Ultimately, according to Vidhya Ramalingam from the Institute for Strategic Dialogue, "the idea is to promote volunteering at Christmas and volunteering to take over the work of some Christian charities." Which is all well and good, as far as a charitable exercise to "mak[e] sure no one feels vulnerable." This might promote good will between charity volunteers from different faith groups and those who benefit from them - something which isn't lacking if this truly is "simply continuing the tradition over the years of non-Christian professionals in essential professions such as medicine volunteering to work over Christmas to relieve their colleagues."

But whether it will actually address the myths promoted by the tabloids, and the underlying concerns and insecurities that make it easier for people to believe them, is a whole other matter. After all, the people promoting such myths - and those believing them - are not those who regularly volunteer for charity out of Christian piety. The groups feeding off them like the EDL are not appealing to the devout. When you boil it down, this remains a class issue.

To labour the point, those who read the tabloids and truly believe that councils across the country are banning nativity plays because they offend Muslims, or whatever, aren't getting outraged because they really like nativity plays. They're getting outraged is because what they can see around them is life getting harder, the economy taking a battering, jobs growing scarcer and people finding it harder to get by. In a world of increasingly casualised labour, longer hours, less pay, where housing is scarce and many people have to rent and often move around more frequently, communities fall away. The working class culture that older generations remember is vanishing before their eyes. With the left all but absent from the poorer and more deprived estates, the only narrative on offer to explain that is the one which blames immigration - and the war on Christmas slides into that quite neatly.

In such a context, what does an online "campaign" saying that such stories are myths (but little else) and encouraging an increased level of middle class paternalism offer? The answer is, not much. You might reach people who regularly surf the net, but even then only if they're willing to move beyond the online comfort zones many people will have established. Those without internet access, whose main source of news is the Daily Star or the Daily Express, will be all but unaffected.

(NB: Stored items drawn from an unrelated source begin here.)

PR #937, opened 2025-09-30
SG-n/a: Mu syntax highlighting for vscode or Cursor.

pbergeron-adsk:
Fixes SG-40568

Tonight I had enough, and I fixed a forever-irritant. 

Did you ever get tired of looking at Mu in the editor as if it was plain, white-on-black text?  Are you tired of bleeding eyes, not finding that missing semicolon, or parenthesis, or stray comma, in that not-so-intuitive-sometimes-cryptic scripting langauge?

Well, no longer.  Mu can be recognized as an actual language with proper syntax highlighting. 

Finally your eyes can rest.

### Summarize your change.

Added support for vscode and cursor syntax highlighting of Mu language (it's not perfect, but it's certainly better than nothing!)

To install this IDE extension, I provided two shell scripts: install_vscode.sh, or install_cursor.sh.  Install the one that applies to you. 

Added a folder called mu_language_extension in OpenRV. 
Because this extension is very niche, it should not be published to the microsoft or cursor marketplaces. 

Does not affect code at all. It' possible some syntax keywords, tokens, or constructs are incorrect, but the result is quite pleasing to the eye.

### If possible, provide screenshots (before, and after) 

image

image

image


markreidvfx:
Amazing looking forward to trying this! I've been using obj-c syntax highlighting in vscode for mu files and its been doing the job.

pbergeron-adsk:
won't merge since we can just use "CPP" as the code style.

PR #939, opened 2025-10-02
Mu categories

pbergeron-adsk:
### Summarize your change.

This is a PR that adds support for adding the code infrastrure needed to specify categories of actions/events. Categories aren't actually assigned to menu actions or binds yet, this will come in a separate PR where the product management team will be able to easily pick-and-choose what functions go with what categories.

You'll notice the following:

**Better way to build menus:**  The way we build the RV main menu is completely redone. Instead of calling Mu-to-CPP contructors directly to create the nested hierarchy of MenuItem objects, we now have helper functions like "subMenu(), menuItem(), menuSeparator()" etc.

**Better way to bind a key shortcut to menu item:** It used to be that in the menu item, we'd specify the key combination, but the actual binding of the key to the function needed to be done with a separate bind() call (there were ~100 of them).  Not only was this quite redundant, but they required similar function pointers to the execution function, and had no validators like menu items do (therefore, we could call a bound function even if it was disabled in the menu item).

Those problems are gone: If in the menuItem() we specify an event name that begins with "key-down--", we now convert the eventPattern to the correct menu label (so that it appears correctly in the menu item entry) and then we issue the bind() call directly within menuItem() to associate the key down event to the same handler. We have thus commented-out the ~100 now-unnecessary bind() calls.  

**Validation before calling key-bound event funcs:** As alluded to just above, we could not previously specify validators on bound keys before. Because in menuItem() we already had a validator state function to enable/disable the menu item, we can create a composite mu function that first checks for the enabled/disabled state before calling the actual bound function. So, if it's disabled by the menu, it's also now disabled by the key shorcut.

**Category-specific enabled/disabled features**: The entire goal of the work above was to be able to logically categorize actions and events, and to be able to disable entire categories of actions because they would interfere with a plugin. We have this issue with LiveReview, where participant were completely prohibited from doing almost anything because they were passive observers (so a global flag was used for this purpose) but with upcoming multi-user controls for live review sessions, only certain types of events should be disabled for participants and reserved to the host/presenter (notably, those that affect the source media, but I digress). In any case, we needed a way to classify/disable such functionality groups, so we made categories.  In this PR, you'll notice that we don't actually specify which categories are assigned to which menu items/binds, but the code to do so is there.

To handle categories, the new menuItem() function creates a composite mu function that first checks to see if the category is disabled before calling the actual handler. If it's disabled, the composite mu function broadcasts an "event blocked" internal event and doesn't call the handler. 

**Try-catch statements when building the menus**: Mu syntax can sometimes be quite obscure, and building a meta-recursive function like the menu-building function can become extremely hard to debug if there's a problem with one of the parameters of if there's a problem with the underlying code.  I've lost an insane amount of time with all sorts of obscure errors that could have been caught if exceptions had been present, so for the benefit of all in the future, I've added exception handling.

**A few (missing?!?) menu items for pixelRelativeScale were added:** During my code conversion activities, I noticed some menu items appered to be missing because they still had keyboard binds for them, so.... I added the menu items (back?).

**New string functions!** Well, this one's a bit of a surprise, isn't it? When needing to convert the eventPattern to a key shortcut string, I needed to do some string manipulations but neither stirng.find(), or string.contains() or string.replace() existed.  I considered implementing them in mu itself with the functions that actually did exist, but the code was becoming quite convoluted, so for the sake and sanity of all, I added these two additional string functions for everyone to use.

**Whats next?** In a soon-to-be-PR, we will categorize events, fix the LiveReview to specify disabled categories instead of using a global flag, and remove the global flag check that was peppered throughout mu code to block certain types of events. Again, this will need to be a separate (upcoming) PR.

It was getting ludicrously hard and ugly to implement category-handling with the current code organisation, so I before I did any of that, I reworked the way we do binds and create menus so that they are cohesive and coherent, so that I had a proper place to do categories handling in a way that is centralized.

macOS.

With the current PR, complete compatibility should exist with the previous implementation. Things should work exactly as before.


src/lib/app/mu_rvui/app_utils.mu
```diff
@@ -24,6 +25,15 @@ MenuStateFunc   := (int;);
     \: (void; Event ignored) { f(); };
 }
 
+\: makeCategoryEventFunc (EventFunc; string category, EventFunc f) {
+    \: (void; Event ev) {
+        if (!commands.isEventCategoryEnabled(category))
+            sendInternalEvent("action-blocked");
```
bernie-laberge: Nice !
I think it would be informative to add the category if sone code wants to know.
sendInternalEvent("action-blocked", category);

src/lib/app/py_rvui/rv_commands_setup.py
```diff
@@ -301,6 +301,9 @@
     "isDebug",
     "setFilterLiveReviewEvents",
     "filterLiveReviewEvents",
+    "enableEventCategory",
```
bernie-laberge, line 304: Beautiful!

src/lib/app/mu_rvui/app_utils.mu
pbergeron-adsk: Fixed. Also, the event name was wrong, it was supposed to be "category-event-blocked", also fixed.

src/lib/app/py_rvui/rv_commands_setup.py
pbergeron-adsk: yay

cedrik-fuoco-adsk (approved):

pbergeron-adsk:
PR closed because bigger enclosing PR was merged instead

pbergeron-adsk:
PR closed because bigger enclosing PR was merged instead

This is not to mention that, by not addressing the question of class and sticking with the presumption that people can be neatly divided into communities based on race or (in this case) religion, the campaign only feeds the sense of separation and "otherness" which feeds the narrative described above. It's all well and good to talk of "inter-community" dialogue, but you're still dividing people up and classifying them on the basis of these imagined, homogeneous communities in the first place. Cooperation and interaction becomes missionary, then, rather than a simple act of class solidarity.

There's no easy alternative to this, of course, but there are a few basic steps which can - and do - have much more of an impact. We can challenge ideas that have permeated our communities (real, geographical communities, not imagined racial or religious ones) by getting feet on the ground and leafleting estates. More so if this is a regular act within our own communities than a one-off publicity stunt we've parachuted in for. We can fight the sense of despondency and alienation that feeds into right-wing narratives by organising within our communities and workplaces, giving people a sense of their own collective power and fighting the real issues wherever they manifest. People don't need scapegoats when they have real answers to real problems.

I've no doubt that those behind initiatives such as Happy Christmas 4ALL are well meaning. But that doesn't mean it will have any effect. There are real issues that need to be addressed, but the answer is working class organisation and solidarity - not liberal paternalism and charity.